* _TASK PROMPT_
Check each line of the material below for "existence", then copy the ones that contain it.

* _LISTED ENTRIES_

PR #416, opened 2023-03-05
Gregsdennis/improve well typedness rules

gregsdennis:
Builds on #412

### DIFF
--- a/draft-ietf-jsonpath-base.md
+++ b/draft-ietf-jsonpath-base.md
@@ -1172,11 +1172,16 @@ If a declared function result type is any other than `SingleNodeType`, `NodesTyp
 its use in a test expression is not well-typed.
 
 ~~~ abnf
-
 test-expr           = [logical-not-op S]
                       (filter-path /  ; path existence/non-existence
-                       function-expr) ; SingleNodeType/NodesType
-                                      ; existence or LogicalType
+                       logical-func /
+                       nodes-func /
+                       single-node-func)
+
+logical-func        = function-expr ; LogicalType
+nodes-func          = function-expr ; NodesType
+single-node-func    = function-expr ; SingleNodeType
+
 filter-path         = rel-path / json-path
 rel-path            = current-node-identifier segments
 current-node-identifier = "@"
@@ -1197,7 +1202,9 @@ literal             = number / string-literal /
                       true / false / null
 comparable          = literal /
                       singular-path /   ; Singular Path -> value
-                      function-expr  ; ValueType/SingleNodeType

* _TASK ANSWER_
                       (filter-path /  ; path existence/non-existence
-                                      ; existence or LogicalType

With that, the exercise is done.